Tekelioğlu Köyü’ndeki aktiflik alanında kendisini bekleyen coşkulu kalabalığın “Manisa seninle gurur duyuyor” sloganları ve “Ege’nin Gururu Halkçı Başkan” yazılı pankartlarla karşılanan Lider Tunç Soyer, “Tüm medeniyetlerin suyla bir bağlantısı olmuştur. En görkemli medeniyetler su kenarında kurulmuştur ve yeniden çok sayıda medeniyet, suyunu kaybettiği için yok olmuştur. Yaşadığımız çağda elimizde kalan her bir sulak alan hiç olmadığı kadar değerli. Medeniyetimizin geleceğini, bu alanları koruyup koruyamamamız belirleyecek. İşte bu nedenle her gölün, her balığın ve her bir buğday adedinin çok büyük ehemmiyeti var. Marmara Gölü, Manisa’nın en büyük gölü. İzmir ve civar vilayetlerde bu gölün bir gibisi yok. Birkaç yıl öncesine kadar çabucak yanı başımızda görkemli bir formda uzanan Marmara Gölü, ziraî sulamada kullanılıyor, balıkçılara aş oluyordu. Yeraltı sularını beslerken on binlerce kuşa da konut sahipliği yapıyordu. Gölümüz, Manisa’nın da Ege’nin de göz bebeğiydi. Yazık ki bir yandan kuraklık bir yandan yanlış planlamayla susuz kaldı ve kurudu. Yanlış plan ve kuraklık bir ortaya gelince göller kurur. Biliyoruz ki bu bir baht değil. Asla bu türlü bir tabiat yıkımına müsaade vermeyeceğiz” dedi.
Bir göl kuruduğunda orayı evvel balıklar ve kuşların terk ettiğini, sonra o gölden ekmeğini çıkaranlar ve balıkçıların gittiğini söyleyen Lider Soyer, kelamlarını şöyle sürdürdü:
“Manisa’da şimdi sona gelmedik”
“Ardından yeraltı suları çekilir. Ziraî sulama biter, toprak ve iklim kuraklaşır. Nihayetinde bölgedeki ziraî üretim durur ve çiftçiler de köylerini terk eder, sarfiyat. Göl, çöl olur. Köy boşalır, göç olur. Biz, bu felaketi birinci kere burada görmüyoruz. Bu felaketi Konya’da, Ereğli’de, Hotamış’ta, Cihanbeyli’de, Burdur’da ve daha birçok yerde yaşadık. Fakat bu sefer dermanımız ve tahlilimiz var. Manisa’da şimdi sona gelmedik. Manisa’nın, Ege’nin tam ortasında bir çölün oluşmasını daima birlikte engelleyeceğiz. Devlet Su İşleri ile çalışma arkadaşlarım görüştü. Gördes’ten su aktarmaktan tutun, Ahmetli regülatöründen, Demirköprü Barajı’ndan derelerin buraya akıtılmasına kadar ne gerekiyorsa yapacağız. Ahmetli regülatörünün pompaları bozuksa tamir edeceğiz”

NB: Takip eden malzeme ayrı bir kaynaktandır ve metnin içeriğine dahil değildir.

PR #1385, opened 2019-12-14
task/install: fix UnboundLocalError of local variable repos

shangdehao1:
If overrides is None, repos will don't be assignmented.
In this case, will occur error "UnboundLocalError: local variable repos referenced before assignment"

Signed-off-by: dehao.shang@intel.com


kshtsk:
ok to test

kshtsk:
@susebot run deploy

PR #1387, opened 2019-12-17
setup.py: move more modules back to "install_requires"

tchaikov:

### DIFF
--- a/setup.py
+++ b/setup.py
@@ -48,13 +48,18 @@ setup(
         'Topic :: System :: Distributed Computing',
         'Topic :: System :: Filesystems',
     ],
-    install_requires=['gevent',
+    install_requires=['apache-libcloud',
+                      'gevent',
                       'PyYAML',
                       'argparse >= 1.2.1',
                       'configobj',
                       'six >= 1.9', # python-openstackclient won't work properly with less
                       'pexpect',
                       'docopt',
+                      'netaddr',  # teuthology/misc.py
+                      # only used by orchestra, but we monkey-patch it in
+                      # teuthology/__init__.py
+                      'paramiko',
                       'psutil >= 2.1.0',
                       'configparser',
                       'ansible>=2.0',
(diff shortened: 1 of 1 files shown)


kshtsk:
@susebot run deploy

tchaikov:
@kshtsk could you please rerun deploy test? i just updated the PR.

teuthology/provision/__init__.py
```diff
@@ -20,6 +16,7 @@ def _logfile(ctx, shortname):
 
 
 def reimage(ctx, machine_name):
+    from teuthology.provision import fog
```
kshtsk: Why is this required, that is not a good practice, looks like you're trying to resolve circular imports here, where are you facing this issue.

tchaikov: no. i am not trying to fix cyclic dependency issue. please see the commit message. i am trying to minimize the set of dependencies required for running `vstart_runner.py`, which does not need to talk to a remote service for provision, etc.

kshtsk: I don't see how it could talk to remote service for provision until you call corresponding methods, what's wrong with those dependencies in the vstart? Still I don't think to place imports in the function is a good idea.

tchaikov: no, it does not use the openstack API until the methods are called, but the crux is that i want to avoid the import. because it's a waste of time and resource to install unused modules, just because they are imported in the beginning of the `__init__.py`.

Tabiatın avukatı, sendikası, parlamentosu ve meclisi olmadığını söyleyen Lider Soyer, konuşmasına şöyle devam etti:
“Tekelioğlu’ndan kimsenin gitmesine müsaade vermeyeceğiz”

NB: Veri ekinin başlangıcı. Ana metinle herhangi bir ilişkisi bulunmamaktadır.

PR #1389, opened 2019-12-18
run_task: fix qa/ directory missing

shangdehao1:
In my testing environments, sys.path have "/home/teuthworker/src/github.com_ceph_ceph_xxx/", but don't have "/qa" path.  In this case, will show error "ImportError: No module named tasks.ceph"

if we add "/qa" path to sys.path using suite_path, can fix this error.

### DIFF
--- a/teuthology/run_tasks.py
+++ b/teuthology/run_tasks.py
@@ -15,7 +15,7 @@ from teuthology.timer import Timer
 log = logging.getLogger(__name__)
 
 
-def get_task(name):
+def get_task(name, ctx):
     if '.' in name:
         module_name, task_name = name.split('.')
     else:
@@ -25,6 +25,9 @@ def get_task(name):
     module = _import('teuthology.task', module_name, task_name)
     # If it is not found, try qa/ directory (if it is in sys.path)
     if not module:
+        module = _import('tasks', module_name, task_name)
+    if not module:
+        sys.path.append(ctx.config.get("suite_path") + "/qa")
         module = _import('tasks', module_name, task_name, fail_on_import_error=True)
     try:
         # Attempt to locate the task object inside the module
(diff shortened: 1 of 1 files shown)


liewegas:
jenkins test this please

kshtsk:
ok to test

teuthology/run_tasks.py
```diff
@@ -25,6 +25,9 @@ def get_task(name):
     module = _import('teuthology.task', module_name, task_name)
     # If it is not found, try qa/ directory (if it is in sys.path)
     if not module:
+        module = _import('tasks', module_name, task_name)
+    if not module:
+        sys.path.append(ctx.config.get("suite_path") + "/qa")
```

“Doğanın yegâne sözcüsü, yastığa başımızı koyduğumuzda son kelamı söyleyen vicdandır. Bu nedenle biz, bu hoş gölün, pelikanların, balıkların, balıkçıların ve çiftçilerimizin yanında olmaya devam edeceğiz. Bölgemizdeki bu büyük felaketi engellemekte kararlıyız. Bundan daha kıymetli bir işimiz olamaz. Göl ve etrafında yaşayan vatandaşlarımız hakları olan suyu alana kadar uğraştan vazgeçmeyeceğiz. Biz, bu gölün çığlığını duyuyoruz. Tekelioğlu’nun ve bu gölden ekmek yiyen tüm köylülerimizin çığlığını duyuyoruz. Göreceksiniz, bu çığlığı duyması gereken herkese de biz duyuracağız. Burada bulunan tüm sivil toplum kuruluşları, Cumhuriyet Halk Partisi vilayet ve ilçe teşkilatlarımız bu kıymetli buluşmanın gerçekleşmesine büyük katkı koydu. Onlarla birlikte yürümekten gurur duyuyorum. Bu göl pırıl pırıl, tekrar kuşlara, balıklara mesken sahipliği yapıncaya dek Tekelioğlu’ndan kimsenin gitmesine müsaade vermeyeceğiz.”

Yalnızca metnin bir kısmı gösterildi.